PR #8783, opened 2023-10-02
[MAINTENANCE] Update column identifier tests

Kilo59:
1. Update `TestColumnExpectations` to test for `"mixedCase"` and `"with.dots"` column identifiers.
2. Add a `test_desired_state` which makes a raw query against the dialect in question and uses that result to determine if our expectation should pass or fail.


tests/datasource/fluent/integration/test_sql_datasources.py
```diff
@@ -899,8 +951,7 @@ def test_column_expectation(
         )
         result = checkpoint.run()
 
-        exc_details = _get_exception_details(result, prettyprint=True)
-        assert not exc_details, exc_details[0]["raised_exception"]
+        _ = _get_exception_details(result, prettyprint=True)
```
Kilo59, line 954: Stop caring about the implementation detail of if an expectation failed with exceptions or not.

roblim (approved):
LGTM! Thanks for putting this together!

PR #8803, opened 2023-10-05
[MAINTENANCE] Add cloud api via docker compose for testing

nicgrayson:
This PR:
- adds a new `docker-compose.yml` file for running the mercury API locally
- runs all existing tests marked with `cloud` against a the local API
- adds new end-to-end tests for `CloudDataContext`


tasks.py
```diff
@@ -1115,6 +1133,8 @@ def service(
                 "up",
                 "-d",
                 "--quiet-pull",
+                "--wait",
+                "--wait-timeout 90",
```
NathanFarmer, line 1131: Waits for successful heathchecks or finished containers before proceeding to the next step. Times out and raises an error at 90 seconds for unhealthy containers.

tyler-hoffman (approved):
This looks reasonable to me. Should this be a new step, though, or a new job?

NathanFarmer:
> This looks reasonable to me. Should this be a new step, though, or a new job?

In CI it is grouped under the existing `ci / cloud-tests`.

pyproject.toml
```diff
@@ -540,6 +540,7 @@ markers = [
     "e2e: mark test as an E2E test.",
     "external_sqldialect: mark test as requiring install of an external sql dialect.",
     "filesystem: mark tests using the filesystem as the storage backend.",
+    "mercury: mark tests as using the mercury container locally.",
```
Kilo59: Do we need this new test marker?
Can we just run this as part of the `cloud` tests?

Kilo59: If we re-use the same `cloud` marker then that makes it trivial for me to update existing cloud tests to also run against this containerized version of mercury (instead of against prod or against a mock) without having to write any new tests.

NathanFarmer: I was worried that we would need to re-create a bunch of saved entities in the existing data context, but it was limited to 2 tests. Not sure why I didn't just try it first! All Cloud tests run against a local version of the API now.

> What to produce:
Filter the listing above down to the lines that contain the word "dialect".

> Task response:
2. Add a `test_desired_state` which makes a raw query against the dialect in question and uses that result to determine if our expectation should pass or fail.
     "external_sqldialect: mark test as requiring install of an external sql dialect.",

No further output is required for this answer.